Description of the task: Please reproduce the entire listing exactly.

──────── Data to examine

PR #17051, opened 2024-11-21
Truncate lenghty responses in EventDeliveryAttempt objects

wcislo-saleor:


przlada (dismissed):

tomaszszymanski129 (approved):

saleor/webhook/transport/utils.py
```diff
@@ -466,7 +466,11 @@ def attempt_update(
     webhook_response: "WebhookResponse",
 ):
     attempt.duration = webhook_response.duration
-    attempt.response = webhook_response.content
+    attempt.response = webhook_response.content[
```
korycins, line 469: Wouldn't be safer to additionally confirm that the `if webhook_response.content` first?  I am know, that based on typing `WebhookResponse.content` should be always str, but we use it with external request. On the DB `attempt.response` is also nullable field.
I am thinking about a situation where somehow the one interface would return `content` as Null. This could cause an unhandled exception

wcislo-saleor: Thanks for the comment. I reviewed all usages of `WebhookResponse` as well as `requests` source code (wrt. to `text` property) and to my understanding we're protected against `None` in all these places.

korycins: Did you also confirm that the logic for sending webhooks to Pub/Sub and SQS won't allow the `None` value to be returned?

wcislo-saleor: I did not check exactly that. Although I checked the following.

For SQS we're doing: `json.dumps(...)` so in case `None` is returned:
```
>>> json.dumps(None)
'null'
```

For Google Cloud PubSub we're just reading the response from `publish` method call, where return type is `concurrent.futures._base.Future[str]` (so basically a `str`).
https://cloud.google.com/python/docs/reference/pubsublite/latest/google.cloud.pubsublite.cloudpubsub.publisher_client.PublisherClient#google_cloud_pubsublite_cloudpubsub_publisher_client_PublisherClient_publish

I understand your concern and inclination to be on the safer side. So now I'm wondering whether `if webhook_response.content` is enough. What if a `content` is _something_ but not a `str`? What do you think about checking for `str` type here?

korycins: As for DB `EventDeliveryAttempt.response` is nullable `TextField`. I would say, that adding `if response:` would be enough IMO,  but  you could also make additional validation if you want. For me, I just want to be sure, that something simple like truncating the response content, would not cause unhandled exception.

wcislo-saleor: https://github.com/saleor/saleor/pull/17067

PR #17055, opened 2024-11-21
Truncate lenghty responses in EventDeliveryAttempt objects

wcislo-saleor:


przlada (approved):
Why aren't we porting the tests here?

PR #17059, opened 2024-11-22
Fix missing currency in voucher discount objects

zedzior:
I want to merge this change because adds missing currency in `OrderDiscount` objects of type `VOUCHER`

Internal issue: https://linear.app/saleor/issue/SHOPX-1616

# Impact

- [x] New migrations

# Docs

- [ ] Link to documentation:

# Pull Request Checklist


IKarbowiak (approved):

korycins (commented):
IMHO, this change should also include the migration to fix the existing vouchers where currency is missing 🤔

korycins (approved):

saleor/discount/migrations/0084_set_missing_currency.py
IKarbowiak, line 1: If you want to port the changes to the older versions you should firstly create the migration on the older version as the last migration number on 3.19 might differ from the one on main, and you will have inconsistency. So I suggest creating a ports for older versions before merging it.

saleor/discount/migrations/0084_set_missing_currency.py
```diff
@@ -0,0 +1,49 @@
...
+BATCH_SIZE = 5000
+
+
+def set_discount_currency(apps, _schema_editor):
+    OrderDiscount = apps.get_model("discount", "OrderDiscount")
+    qs = (
+        OrderDiscount.objects.filter(currency="")
+        .select_related("order")
+        .order_by("id")
+        .only("id", "currency", "order__currency")
```
kadewu, line 16: This statement is redundant, as we will do `values_list` on that `qs` anyway in `queryset_in_batches`

kadewu (approved):

PR #17103, opened 2024-11-28
Add timeout to pubsub interface used by webhook events

korycins:
I want to merge this change because it adds missing timeout for pubsub webhook handler. 
Without this, the `future.result()` can wait 600 seconds.  This PR reduces the timeout to the default value that we use. 
Our retry flow will pick up the event which failed with the timeout. 
Internal task link: https://linear.app/saleor/issue/MERX-1285/log-timeout-on-webhooks-sent-via-pubsub

# Impact

- [ ] New migrations

# Docs

- [ ] Link to documentation:

# Pull Request Checklist


saleor/settings.py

────────────────

Expected answer:
PR #17051, opened 2024-11-21
Truncate lenghty responses in EventDeliveryAttempt objects

wcislo-saleor:


przlada (dismissed):

tomaszszymanski129 (approved):

saleor/webhook/transport/utils.py
```diff
@@ -466,7 +466,11 @@ def attempt_update(
     webhook_response: "WebhookResponse",
 ):
     attempt.duration = webhook_response.duration
-    attempt.response = webhook_response.content
+    attempt.response = webhook_response.content[
```
korycins, line 469: Wouldn't be safer to additionally confirm that the `if webhook_response.content` first?  I am know, that based on typing `WebhookResponse.content` should be always str, but we use it with external request. On the DB `attempt.response` is also nullable field.
I am thinking about a situation where somehow the one interface would return `content` as Null. This could cause an unhandled exception

wcislo-saleor: Thanks for the comment. I reviewed all usages of `WebhookResponse` as well as `requests` source code (wrt. to `text` property) and to my understanding we're protected against `None` in all these places.

korycins: Did you also confirm that the logic for sending webhooks to Pub/Sub and SQS won't allow the `None` value to be returned?

wcislo-saleor: I did not check exactly that. Although I checked the following.

For SQS we're doing: `json.dumps(...)` so in case `None` is returned:
```
>>> json.dumps(None)
'null'
```

For Google Cloud PubSub we're just reading the response from `publish` method call, where return type is `concurrent.futures._base.Future[str]` (so basically a `str`).
https://cloud.google.com/python/docs/reference/pubsublite/latest/google.cloud.pubsublite.cloudpubsub.publisher_client.PublisherClient#google_cloud_pubsublite_cloudpubsub_publisher_client_PublisherClient_publish

I understand your concern and inclination to be on the safer side. So now I'm wondering whether `if webhook_response.content` is enough. What if a `content` is _something_ but not a `str`? What do you think about checking for `str` type here?

korycins: As for DB `EventDeliveryAttempt.response` is nullable `TextField`. I would say, that adding `if response:` would be enough IMO,  but  you could also make additional validation if you want. For me, I just want to be sure, that something simple like truncating the response content, would not cause unhandled exception.

wcislo-saleor: https://github.com/saleor/saleor/pull/17067

PR #17055, opened 2024-11-21
Truncate lenghty responses in EventDeliveryAttempt objects

wcislo-saleor:


przlada (approved):
Why aren't we porting the tests here?

PR #17059, opened 2024-11-22
Fix missing currency in voucher discount objects

zedzior:
I want to merge this change because adds missing currency in `OrderDiscount` objects of type `VOUCHER`

Internal issue: https://linear.app/saleor/issue/SHOPX-1616

# Impact

- [x] New migrations

# Docs

- [ ] Link to documentation:

# Pull Request Checklist


IKarbowiak (approved):

korycins (commented):
IMHO, this change should also include the migration to fix the existing vouchers where currency is missing 🤔

korycins (approved):

saleor/discount/migrations/0084_set_missing_currency.py
IKarbowiak, line 1: If you want to port the changes to the older versions you should firstly create the migration on the older version as the last migration number on 3.19 might differ from the one on main, and you will have inconsistency. So I suggest creating a ports for older versions before merging it.

saleor/discount/migrations/0084_set_missing_currency.py
```diff
@@ -0,0 +1,49 @@
...
+BATCH_SIZE = 5000
+
+
+def set_discount_currency(apps, _schema_editor):
+    OrderDiscount = apps.get_model("discount", "OrderDiscount")
+    qs = (
+        OrderDiscount.objects.filter(currency="")
+        .select_related("order")
+        .order_by("id")
+        .only("id", "currency", "order__currency")
```
kadewu, line 16: This statement is redundant, as we will do `values_list` on that `qs` anyway in `queryset_in_batches`

kadewu (approved):

PR #17103, opened 2024-11-28
Add timeout to pubsub interface used by webhook events

korycins:
I want to merge this change because it adds missing timeout for pubsub webhook handler. 
Without this, the `future.result()` can wait 600 seconds.  This PR reduces the timeout to the default value that we use. 
Our retry flow will pick up the event which failed with the timeout. 
Internal task link: https://linear.app/saleor/issue/MERX-1285/log-timeout-on-webhooks-sent-via-pubsub

# Impact

- [ ] New migrations

# Docs

- [ ] Link to documentation:

# Pull Request Checklist


saleor/settings.py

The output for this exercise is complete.